Abstract

As recently reported, the Graftfast process is a grafting method that provides covalently grafted polymer films. It relies on the chemical reduction of diazonium salts by reducing agents in absence or presence of a vinylic monomer. Contrary to electroinduced methods delivering strongly grafted and stable polymer films such as cathodic electrografting (CE) of vinylic monomers (which requires drastic experimental conditions) or surface electroinitiated emulsion polymerization (SEEP), the Graftfast process provides strongly grafted polymer films on any type of materials (conductors, semiconductors, and insulators). Moreover, it is a fast one-step reaction occurring at atmospheric pressure, ambient air and room temperature in water, which makes it more suitable for applications than the slower ATRP-based methods. This article aims to complete the first paper on this process by giving preliminary answers to the question: How does the Graftfast process work?
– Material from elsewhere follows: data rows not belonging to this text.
PR #2144, opened 2021-01-06
Remove Regex

Shane32:
I ran some performance tests. It only really helps people with transient/scoped schemas...but it does help.  What do you think?

```
Before: (transient schema)

|        Method |     Mean |     Error |    StdDev |    Gen 0 |   Gen 1 | Gen 2 | Allocated |
|-------------- |---------:|----------:|----------:|---------:|--------:|------:|----------:|
| Introspection | 5.842 ms | 0.0275 ms | 0.0257 ms | 484.3750 | 31.2500 |     - |    2.9 MB |
|          Hero | 4.563 ms | 0.0329 ms | 0.0292 ms | 367.1875 | 31.2500 |     - |    2.2 MB |

After: (transient schema)

|        Method |     Mean |     Error |    StdDev |    Gen 0 |   Gen 1 | Gen 2 | Allocated |
|-------------- |---------:|----------:|----------:|---------:|--------:|------:|----------:|
| Introspection | 5.751 ms | 0.0460 ms | 0.0408 ms | 476.5625 | 31.2500 |     - |   2.87 MB |
|          Hero | 4.409 ms | 0.0335 ms | 0.0297 ms | 359.3750 | 31.2500 |     - |   2.17 MB |
```


Shane32:
FYI, if you compare the ToConstantCase method against the regex equivalent,

```

|          Method |       Mean |     Error |    StdDev |  Gen 0 | Gen 1 | Gen 2 | Allocated |
|---------------- |-----------:|----------:|----------:|-------:|------:|------:|----------:|
|           RegEx | 5,721.6 ns | 110.25 ns | 122.55 ns | 0.3662 |     - |     - |    1592 B |
| CustomFunction1 |   408.7 ns |   4.79 ns |   4.48 ns | 0.2027 |     - |     - |     848 B |
| CustomFunction2 |   267.9 ns |   1.79 ns |   1.59 ns | 0.2027 |     - |     - |     848 B |
```

`CustomFunction2` looks for A-Z and a-z, etc, whereas `CustomFunction1` checks `char.IsUpper` and `char.IsLower`

Shane32:
By the way, even though this implementation is 20x faster, it could be a lot faster yet, even without using System.Buffers, which could make it faster still.

sungam3r:
Let's merge #2146 first and retest.

src/GraphQL.Tests/StringExtensionTests.cs
```diff
@@ -0,0 +1,29 @@
...
+        [InlineData("a9", "A9")]
+        [InlineData("ABc", "A_BC")]
+        [InlineData("Abc", "ABC")]
+        [InlineData("ABC", "ABC")]
+        [InlineData("aBC", "A_BC")]
+        [InlineData("TestABCHelloTest", "TEST_ABC_HELLO_TEST")]
+        [InlineData("AbCDefGh", "AB_C_DEF_GH")]
+        public void ToConstantCase(string input, string expected)
+        {
+            Assert.Equal(expected, input.ToConstantCase());
```
sungam3r, line 26:
```suggestion
            input.ToConstantCase().ShouldBe(expected);
```

src/GraphQL.Tests/Utilities/NameValidatorTests.cs
```diff
@@ -23,14 +23,22 @@ public class NameValidatorTests
...
+        [InlineData("goodName")]
+        [InlineData("name3")]
+        [InlineData("Test")]
+        [InlineData("Test_Name")]
+        [InlineData("_test")]
+        public void ValidateName_whenNameIsCorrect_DoesntthrowsArgumentOutOfRange(string validName)
         {
-            var ex = Record.Exception(() => ValidateName("goodName"));
+            var ex = Record.Exception(() => ValidateName(validName));
             ex.ShouldBeNull();
```
sungam3r, line 42:
```suggestion
            ValidateName(validName);
```

sungam3r: Also I'm not abig fan of `using static` because it's not immediately clear where the method came from. There is little savings, but questions arise.

src/GraphQL/Execution/ErrorInfoProvider.cs
```diff
@@ -133,30 +132,13 @@ private static string NormalizeErrorCode(Type exceptionType)
                 code = code.Substring("GraphQL".Length);
             }
 
-            return GetAllCapsRepresentation(code);
-        }
-
-        private static string GetAllCapsRepresentation(string str)
-        {
-            return Regex
-                .Replace(NormalizeString(str), @"([A-Z])([A-Z][a-z])|([a-z0-9])([A-Z])", "$1$3_$2$4")
```
sungam3r, line 142: It's funny. I saw this place many times but did not think to change it to `ToConstantCase`.

src/GraphQL/StringExtensions.cs
```diff
@@ -50,5 +50,51 @@ public static string ToPascalCase(this string s)
...
+                    if (char.IsUpper(s[i + 1]))
+                    {
+                        s = s.Substring(0, ++i) + '_' + s.Substring(i);
+                    }
+                }
+            }
+
+            return s.ToUpperInvariant();
+        }
+
```
sungam3r, line 98:
```suggestion
```

sungam3r:
> What do you think?

I like the changes. What is your confidence that you can just delete all the calls to `TrimGraphQLTypes`? I wanted to do it myself some time ago in one of the PRs, when I was discussing the possibility of finding special characters in the name. Apparently they shouldn't be there, but I didn't dare to just delete the calls. 

For the rest of the edits, I can say thank you for removing this garbage.

src/GraphQL/Utilities/NameValidator.cs
```diff
@@ -52,12 +48,24 @@ public static void ValidateDefault(string name, string type)
         {
             ValidateNameNotNull(name, type);
 
-            if (name.Length > 1 && name.StartsWith(RESERVED_PREFIX, StringComparison.InvariantCulture))
+            if (name.Length > 1 && name[0] == '_' && name[1] == '_')
```
sungam3r, line 51: 👍

src/GraphQL/Utilities/NameValidator.cs
```diff
@@ -52,12 +48,24 @@ public static void ValidateDefault(string name, string type)
...
             {
                 throw new ArgumentOutOfRangeException(nameof(name),
                     $"A {type} name: {name} must not begin with \"__\", which is reserved by GraphQL introspection.");
```
sungam3r, line 54:
```suggestion
                    $"A {type} name: '{name}' must not begin with \"__\", which is reserved by GraphQL introspection.");
```

src/GraphQL/Utilities/NameValidator.cs
```diff
@@ -52,12 +48,24 @@ public static void ValidateDefault(string name, string type)
...
+            {
+                c = name[i];
+                if ((c < 'a' || c > 'z') && (c < 'A' || c > 'Z') && (c < '0' || c > '9') && c != '_')
+                    ThrowMatchError();
+            }
+
+            void ThrowMatchError()
             {
                 throw new ArgumentOutOfRangeException(nameof(name),
                     $"A {type} name must match /^[_a-zA-Z][_a-zA-Z0-9]*$/ but {name} does not.");
```
sungam3r, line 71:
```suggestion
                    $"A {type} name must match /^[_a-zA-Z][_a-zA-Z0-9]*$/ but '{name}' does not.");
```

src/GraphQL/Utilities/NameValidator.cs
```diff
@@ -8,9 +7,6 @@ namespace GraphQL.Utilities
     /// </summary>
     public static class NameValidator
     {
-        private const string RESERVED_PREFIX = "__";
-        private const string NAME_RX = @"^[_A-Za-z][_0-9A-Za-z]*$";
```
sungam3r, line 12: I can only guess why there was an underscore in the regular expression, if it is already checked separately at the beginning of the method.

sungam3r: Ah, `__` != `_`

src/GraphQL/Utilities/NameValidator.cs
```diff
@@ -52,12 +48,24 @@ public static void ValidateDefault(string name, string type)
...
-            if (name.Length > 1 && name.StartsWith(RESERVED_PREFIX, StringComparison.InvariantCulture))
+            if (name.Length > 1 && name[0] == '_' && name[1] == '_')
             {
                 throw new ArgumentOutOfRangeException(nameof(name),
                     $"A {type} name: {name} must not begin with \"__\", which is reserved by GraphQL introspection.");
             }
-            if (!Regex.IsMatch(name, NAME_RX))
+
+            var c = name[0];
+            if ((c < 'a' || c > 'z') && (c < 'A' || c > 'Z') && c != '_')
```
sungam3r, line 58: I didn't get it right away, but it looks good.

src/GraphQL/StringExtensions.cs
```diff
@@ -50,5 +50,51 @@ public static string ToPascalCase(this string s)
 
             return newFirstLetter + s.Substring(1);
         }
+
+        /// <summary>
+        /// Returns a constant case version of this string. For example, converts 'StringError' into 'STRING_ERROR'.
+        /// </summary>
+        public static string ToConstantCase(this string s)
```
sungam3r, line 57: I hope that the algorithm is correct, but it is complex and I would not like to support it in this form. Also, I don't like the calls to `Substring`.

Shane32:
> I like the changes. What is your confidence that you can just delete all the calls to `TrimGraphQLTypes`? I wanted to do it myself some time ago in one of the PRs, when I was discussing the possibility of finding special characters in the name. Apparently they shouldn't be there, but I didn't dare to just delete the calls.

I'm very confident.  However, just in case there is some issue we are unaware of, I think we should put this in 4.0.  I don't see any reason to work on 3.3 when there may be a question of how it functions, and especially since we are so close to releasing 4.0.  We want the 3.2 -> 3.3 transition to be 100% seamless.

If someone is going to go through the effort of migrating to 4.0, and they encounter a bug, so be it.  We can fix it and will just release a 4.0.1.  No big deal.  Besides, we can test 4.0 beta ourselves with our own large scale projects if we want extra confidence that everything is good.  But I'm pretty confident that the call can be removed entirely.

Besides all that, with a singleton schema, it doesn't matter how long it takes the the function to execute.  It's just for the few people that have scoped schemas.  So there's no reason to put these optimizations into 3.3

src/GraphQL/StringExtensions.cs
Shane32: I can eliminate the substring calls easily, but it will make it a little more complex.  If it's the naming you don't like, I can fix that as well.  If you just want to forget the whole thing, that's fine, although this code is 20 times faster than the regex code.  Not just 5% or 10%, but a full 20x improvement, and it does make a measurable difference for scoped schemas as can be seen from the performance results for the introspection and hero tests on scoped schemas.

src/GraphQL.Tests/Utilities/NameValidatorTests.cs
Shane32: I agree, and I also agree with this change.  I was just copying what was in there... I'll fix it.

src/GraphQL/StringExtensions.cs
Shane32: I can also write it using system.buffers if we are going to add that reference.... but it won't make the code any less complex.

Shane32: I can add a whole ton of comments so people know what the code actually does .....

sungam3r: I find using `System.Memory` necessary. Comments will be very helpful.

sungam3r: Or we leave this algorithm as it is (enriching with comments), given that its results are still cached.

src/GraphQL.Tests/StringExtensionTests.cs
```diff
@@ -0,0 +1,30 @@
...
+        [InlineData("ABc", "A_BC")]
+        [InlineData("Abc", "ABC")]
+        [InlineData("ABC", "ABC")]
+        [InlineData("aBC", "A_BC")]
+        [InlineData("TestABCHelloTest", "TEST_ABC_HELLO_TEST")]
+        [InlineData("AbCDefGh", "AB_C_DEF_GH")]
+        public void ToConstantCase(string input, string expected)
+        {
+            input.ToConstantCase().ShouldBe(expected);
+        }
```
sungam3r, line 28:
```suggestion
        }
        
        [Theory]
        [InlineData(typeof(void), "Void")]
        [InlineData(typeof(int), "Int32")]
        [InlineData(typeof(Dictionary<string, bool>), "Dictionary<String,Boolean>")]
        [InlineData(typeof(List<Dictionary<string, HashSet<DateTime>>>), "List<Dictionary<String,HashSet<DateTime>>>")]
        [InlineData(typeof(Dictionary<,>), "Dictionary<TKey,TValue>")]       
        [InlineData(typeof(List<List<List<List<List<List<List<List<List<List<List<List<List<List<List<List<List<List<List<List<List<List<List<List<List<List<List<List<List<List<List<List<List<List<List<List<List<int>>>>>>>>>>>>>>>>>>>>>>>>>>>>>>>>>>>>>), "List<List<List<List<List<List<List<List<List<List<List<List<List<List<List<List<List<List<List<List<List<List<List<List<List<List<List<List<List<List<List<List<List<List<List<List<List<Int32>>>>>>>>>>>>>>>>>>>>>>>>>>>>>>>>>>>>>")]
        public void GetFriendlyName_Should_Return_Expected_Results(Type source, string expected)
        {
            source.GetFriendlyName().ShouldBe(expected);
        }
```

This is a test from another PR that I've experimented with `System.Memory`.

Shane32:
Looks like I need to update all the test results after you changed the test messages....

Shane32:
I'll postpone this after we merge changes for ToCamelCase.  Or, if you want to pick up this PR that's fine too.  I was just trying to get rid of regex, knowing how slow it is.

Shane32:
Waiting for #2146

sungam3r:
https://github.com/graphql-dotnet/graphql-dotnet/pull/2150

Shane32:
@sungam3r If you want to finish this PR up, rewriting it with stackalloc or whatever, let me know. I've just been a bit busy.

src/GraphQL.ApiTests/GraphQL.approved.txt
```diff
@@ -321,8 +320,9 @@ namespace GraphQL
     public static class StringExtensions
     {
         public static string ToCamelCase(this string s) { }
-        public static string ToFormat(this string format, params object[] args) { }
+        public static string ToConstantCase(this string s) { }
         public static string ToPascalCase(this string s) { }
+        public static string TrimGraphQLTypes(this string name) { }
```
Shane32, line 325: It seemed to me that this method (TrimGraphQLTypes) pertains to the library and could be useful, and as it was only a couple lines of code, I left it in the codebase.  However, it is not being used, so we can delete it.

Shane32:
> Or we leave this algorithm as it is (enriching with comments), given that its results are still cached.

Done.  Simplified the algorithm a little so it's easier to follow also.

src/GraphQL.ApiTests/GraphQL.approved.txt
sungam3r: 50/50

src/GraphQL/StringExtensions.cs
```diff
@@ -64,5 +64,47 @@ private static string FastChangeFirstLetter(char newFirstLetter, string s)
...
+
+        /// <summary>
+        /// Returns a constant case version of this string. For example, converts 'StringError' into 'STRING_ERROR'.
+        /// </summary>
+        public static string ToConstantCase(this string value)
+        {
+            //aka: return Regex.Replace(s, @"([A-Z])([A-Z][a-z])|([a-z0-9])([A-Z])", "$1$3_$2$4").ToUpperInvariant();
+            int i;
+            int strLength = value.Length;
+            // iterate through each character in the string, stopping a character short of the end
```
sungam3r, line 76: _stopping a character short of the end_ ?

src/GraphQL/StringExtensions.cs
```diff
@@ -64,5 +64,47 @@ private static string FastChangeFirstLetter(char newFirstLetter, string s)
             s.AsSpan().Slice(1).CopyTo(buffer.Slice(1));
             return buffer.ToString();
         }
+
+        /// <summary>
+        /// Returns a constant case version of this string. For example, converts 'StringError' into 'STRING_ERROR'.
+        /// </summary>
+        public static string ToConstantCase(this string value)
```
sungam3r, line 71: The algorithm has become much clearer. As I see it, it is not difficult to change it for using spans. Will you do it? You just need to create a stackalloc/heap buffer and copy symbols to it one-by-one each step.

sungam3r: Of cource in this case there will be no need to concatenate `value` and use `.Substring`.

sungam3r: Buffer size can be roughly calculated in advance as `value.Length + value.Length/2`.

Shane32: I'm putting my effort into allowing input graph types to have resolvers.

Feel free to edit this branch as you see fit.

Shane32: > Buffer size can be roughly calculated in advance as `value.Length + value.Length/2`.

I was thinking that it would probably be very fast for the CPU to scan for matching patterns and then know exactly how large to make the buffer.  Performance testing and exact implementation would matter.  But with stackalloc it should not be necessary to know the exact length.

Shane32: Keep in mind that there's a 40% improvement to be made by switching IsUpper to `(char >= 'A' && char <= 'Z')` and similar, but then it does not match on foreign characters.  I opted to keep the function generic for all uses.

src/GraphQL/StringExtensions.cs
Shane32:
```
Offset: 0123456
String: TEST
```
Because the iterator needs to always check the current and following character, it scans from index 0 to index 2.

If the comment is unclear please update it as you see fit.

src/GraphQL/StringExtensions.cs
Shane32: I really just wanted to remove regex, as even this "slow" code represents a 20x improvement when using a string with 5 words.  (It is optimal if the string has one word, and should be nearly optimal if the string has two words, depending on how much .NET optimizes substring and concatenation.)

Shane32: It actually works better than the regex.  The regex fails one of the tests, and the regex does not match foreign upper/lowercase characters.

docs2/site/docs/migrations/migration4.md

To achieve this mechanistic study, dual surface-solution analyses were performed. Both spontaneous and redox-induced grafting of polynitrophenylene-like (PNP) films and poly(hydroxyethyl) methacrylate (PHEMA) films were analyzed by infrared-attenuated total reflection (IR-ATR) and X-ray photoelectron spectroscopy (XPS) while the corresponding reactive solutions were studied by electronic paramagnetic resonance, EPR (spin-trapping method using 2-methyl-2-nitrosopropane MNP as spin-trapping agent). The EPR spectra and hyperfine structure of MNP adducts provide evidence of aryl radicals production, growing polymer chains radicals formation, and the existence of critical concentration values, leading to favorable grafting kinetics.